Asterisk denotes entries on real places.
Dromov
A large, brusque man full of raw animal energy, the elder Ilya Artamonov makes his first appearance by barging in on a church service. Not long afterward, he barges in on the mayor just as presumptuously and announces his intention to marry his eldest son to the mayor’s daughter. Artamonov’s forwardness alienates many of the established figures of the town, and he runs roughshod over their various objections to build his factory. However, he is soon removed from the action, killed in an industrial accident at his factory, and the business is taken over by his son Peter. Yet Peter lacks his father’s essential characteristics, and from that point the success of the factory wavers and declines. Several times Peter comments upon the steady coarsening of the residents of Dromov, and ponders what relationship that has to the presence of his family’s business.
*Oka. River on which Dromov is located. One of the major rivers of central Russia, it is upon its banks that the elder Ilya Artamonov builds his linen factory, upon which the family fortune rests. Thus the factory is on the edge of the town of Dromov, but is never truly integrated with it, and in fact is often regarded with hostility by the more respectable citizens of the town.
Monastery. Russian Orthodox religious community in which Nikita becomes a monk. After the elder Artamonov’s hunchback son, Nikita, attempts to kill himself in a fit of despair, it is decided that he is more suited to the religious life and sent to the monastery on the outskirts of Dromov. There he finds a place, and is actually spoken well of by the abbot. However, when Nikita is old, he returns to his family, against the rule of his order, and attempts to evade the necessity of being taken back to the monastery to die and be buried.
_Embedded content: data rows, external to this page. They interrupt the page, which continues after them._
PR #1184, opened 2018-06-15
[done] #1175 allow unused Bindings + todo bug

### LINKED ISSUE #1175: bindNamed() is too restrictive about requiring named parameters if binding is present.
We are using a conditional statement as follows, that causes and exception within bindNamed() when the condition is false. Why not change bindNamed to just return if parameterNames is empty?

```
@SqlQuery("select * from table_name <if(boolean_variable)> where id = :id <endif>")
@UseStringTemplateEngine
public  abstract List<SomeClass> query(@Define("boolean_variable") Boolean boolean_variable,
        @Bind("id") String id);
```

bindNamed() snippet for reference.

```
private static void bindNamed(List<String> parameterNames, Binding binding, PreparedStatement statement, StatementContext context) {
    if (parameterNames.isEmpty() && !binding.isEmpty()) {
        throw new UnableToExecuteStatementException(
            String.format("Unable to execute. The query doesn't have named parameters, but provided binding '%s'.", binding),
            context);
    }
```

TheRealMarnes:
fixes #1175

Testing showed the current code is inconsistent and doesn't cover many cases. It throws an exception when >0 arguments are provided but the query contains 0 variables. It does not throw when too many arguments are provided as long as the query defines at least 1 variable. @rjnay could work around his problem for now by changing his query to `where :id = :id<if(bool)> and id = :id<endif>`. I think this should be fixed. Shall I make a separate PR for that too when other open things have been wrapped up?

### DIFF
--- a/core/src/main/java/org/jdbi/v3/core/statement/ArgumentBinder.java
+++ b/core/src/main/java/org/jdbi/v3/core/statement/ArgumentBinder.java
@@ -50,7 +50,7 @@ class ArgumentBinder {
 
     private static void bindNamed(List<String> parameterNames, Binding binding, PreparedStatement statement, StatementContext context) {
         // TODO throw on any mismatch, not only empty/non-empty
-        if (!context.getConfig(SqlStatements.class).getAllowUnusedBindings() && parameterNames.isEmpty() && !binding.isEmpty()) {
+        if (parameterNames.isEmpty() && !binding.isEmpty() && !context.getConfig(SqlStatements.class).getAllowUnusedBindings()) {
             throw new UnableToExecuteStatementException(
                     String.format("Unable to execute. The query doesn't have named parameters, but provided binding '%s'.", binding),
                     context);
--- a/core/src/main/java/org/jdbi/v3/core/statement/ArgumentBinder.java
+++ b/core/src/main/java/org/jdbi/v3/core/statement/ArgumentBinder.java
@@ -34,6 +34,12 @@ class ArgumentBinder {
     }
 
     private static void bindPositional(ParsedParameters params, Binding binding, PreparedStatement statement, StatementContext context) {
+        // best effort: just try +1 (unless we expose a method to get the full binding count)
+        boolean moreArgumentsProvidedThanDeclared = binding.findForPosition(params.getParameterCount()).isPresent();
+        if (moreArgumentsProvidedThanDeclared && !context.getConfig(SqlStatements.class).getAllowUnusedBindings()) {
+            throw new UnableToCreateStatementException("Superfluous positional param at (0 based) position " + params.getParameterCount(), context);
+        }
+
         for (int i = 0; i < params.getParameterCount(); i++) {
             Optional<Argument> argument = binding.findForPosition(i);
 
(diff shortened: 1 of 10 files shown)


core/src/main/java/org/jdbi/v3/core/statement/ArgumentBinder.java
```diff
@@ -48,11 +49,13 @@ private static void bindPositional(int size, Binding binding, PreparedStatement
     }
 
     private static void bindNamed(List<String> parameterNames, Binding binding, PreparedStatement statement, StatementContext context) {
-        if (parameterNames.isEmpty() && !binding.isEmpty()) {
+        // TODO throw on any mismatch, not only empty/non-empty
+        if (!context.getConfig(SqlStatements.class).getAllowUnusedBindings() && parameterNames.isEmpty() && !binding.isEmpty()) {
```
stevenschlansker: Looking up the configuration in the context should be last in the short-circuit, to avoid repeatedly searching configuration for every single bind.

core/src/main/java/org/jdbi/v3/core/statement/SqlStatements.java
```diff
@@ -165,6 +169,17 @@ public SqlStatements setSqlLogger(SqlLogger sqlLogger) {
         return this;
     }
 
+    @Beta
+    public boolean getAllowUnusedBindings() {
+        return allowUnusedBindings;
+    }
+
+    @Beta
+    public SqlStatements setAllowUnusedBindings(boolean allowUnusedBindings) {
```
stevenschlansker: javadoc describing the feature

core/src/main/java/org/jdbi/v3/core/statement/SqlStatements.java
```diff
@@ -165,6 +169,17 @@ public SqlStatements setSqlLogger(SqlLogger sqlLogger) {
         return this;
     }
 
+    @Beta
```
stevenschlansker: I don't think this feature needs `@Beta` personally.

core/src/main/java/org/jdbi/v3/core/statement/ArgumentBinder.java
```diff
@@ -48,11 +49,13 @@ private static void bindPositional(int size, Binding binding, PreparedStatement
     }
 
     private static void bindNamed(List<String> parameterNames, Binding binding, PreparedStatement statement, StatementContext context) {
-        if (parameterNames.isEmpty() && !binding.isEmpty()) {
+        // TODO throw on any mismatch, not only empty/non-empty
```
qualidafial: Exception to this todo is out-parameters.

TheRealMarnes: Never used those. I assume they can't be distinguished?

core/src/main/java/org/jdbi/v3/core/statement/SqlStatements.java
```diff
@@ -165,6 +167,20 @@ public SqlStatements setSqlLogger(SqlLogger sqlLogger) {
         return this;
     }
 
+    public boolean getAllowUnusedBindings() {
```
qualidafial: Typically boolean getters get an `is` prefix instead of `get`

core/src/main/java/org/jdbi/v3/core/statement/ArgumentBinder.java
qualidafial: Not without parsing intent out of the SQL statement, which is way outside our project charter.

core/src/main/java/org/jdbi/v3/core/statement/SqlStatements.java
TheRealMarnes: Personally I hate that convention because it often doesn't make any grammatical sense... not every boolean is an `is` state and singular... What would you name the methods? `areUnusedBindingsAllowed` and `unusedBindingsAreAllowed(bool)`?

core/src/main/java/org/jdbi/v3/core/statement/ArgumentBinder.java
qualidafial: This is why missing positional parameters are just ignored in the `bindPositional` method.

core/src/main/java/org/jdbi/v3/core/statement/SqlStatements.java
qualidafial: Could make it grammatical e.g. `isUnusedBindingAllowed()`

core/src/main/java/org/jdbi/v3/core/statement/ArgumentBinder.java
TheRealMarnes: So can we do any extra validation then or is what's present as good as it can possibly be?

core/src/main/java/org/jdbi/v3/core/statement/SqlStatements.java
TheRealMarnes: setter `unusedBindingIsAllowed(bool)` then?

TheRealMarnes:
Hm, I'm confused by the asymmetry between how nameds and positionals are handled. Named args are meant to work the same way as positionals, just with nicer syntax for the user, right? If there's a check for `allowUnusedBindings` for the nameds, shouldn't there also be for positionals? And shouldn't multiplicity checks be the same for both too?

Positionals are allowed to be absent because

> any missing positional Arguments could be return parameters

but `registerOutParameter` registers an Argument, so how can this be legit?

TheRealMarnes:
Sooo I took the liberty to rewrite ArgumentBinder a bit beyond my original intentions and add a test for it. Binding nameds and positionals now behave the same way. Both throw similar exception messages, check for missing `Argument`s, catch binding exceptions, and do a best-effort check that there aren't any excessive `Argument`s, unless allowed by `SqlStatements.allowUnusedBindings`.

If you run the test class I added without the changes to ArgumentBinder, you'll see its behavior was inconsistent. I'd consider this a bugfix.

Regarding out params, they just work. Out params register an `Argument` so the logic in ArgumentBinder that ignored missing `Argument`s (with a comment to explicitly say so) was wrong, I reckon.

TheRealMarnes:
Dayum, couldn't get anything to work yesterday, and now I've fixed 4 of my PRs in half an evening

TheRealMarnes:
@stevenschlansker 
image

Could be solved with a copy variable inside the loop, but then that isn't much better imho. Which one do you want?

TheRealMarnes:
@stevenschlansker 
image

Is this really much better? ;/

stevenschlansker:
How about:

```java
IntStream.range(0, params.getParameterCount())
    .mapToObj(i -> binding.findForPosition(i).orElseThrow(
        () -> new UnableToCreateStatementException(...)))
    .forEach(a -> a.apply(...))
```

or something like that?  might have to add helper method `JdbiOptionals.stream`, it's coming in jdk10 but not available in 8.

TheRealMarnes:
You need a reference to the index to apply the arg though... Can't be done that way, or any other I've tried.

stevenschlansker:
I ended up cleaning it up like this:
```diff
diff --git a/core/src/main/java/org/jdbi/v3/core/statement/ArgumentBinder.java b/core/src/main/java/org/jdbi/v3/core/statement/ArgumentBinder.java
index dad92375..83d10cb6 100644
--- a/core/src/main/java/org/jdbi/v3/core/statement/ArgumentBinder.java
-            String name = paramNames.get(i);
-
-            Optional<Argument> argument = binding.findForName(name, context);
+            final String name = paramNames.get(i);
 
             try {
-                argument.orElseThrow(() -> new UnableToCreateStatementException(String.format("Missing named parameter '%s'.", name), context)).apply(i + 1, statement, context);
+                binding.findForName(name, context)
+                    .orElseThrow(() -> new UnableToCreateStatementException(String.format("Missing named parameter '%s'.", name), context))
+                    .apply(i + 1, statement, context);
             } catch (SQLException e) {
                 throw new UnableToCreateStatementException(String.format("Exception while binding named parameter '%s'", name), e, context);
             }
```

Sorry the wordsmithing added such a delay.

Vorgorod (vorh-goh-rod). Nearby town from which police and other authorities come to Dromov. Several of the major characters visit it, but it is never actually seen in the narrative.
*Moscow. Traditional capital of Russia until 1712. Although it would not be Russia’s political capital again until 1918, when the Bolsheviks restored the seat of government to Moscow’s Kremlin, Moscow remained in many ways a cultural capital. Several of Gorky’s major characters visit the city repeatedly. Yakov complains after one such visit that middle-class Muscovites care nothing but to ape the manners of the nobility and are buying their betters’ cast-offs to further their ambitions.
*St. Petersburg. Political capital of Imperial Russia at the time in which the novel is set. In this northern city, built by orders of Czar Peter the Great to be his “window on the West,” the czar and his government rule. Although some of the characters of the novel write letters of protest to various government officials in St. Petersburg, or discuss political events going on there, it remains a distant city, never seen in the narrative.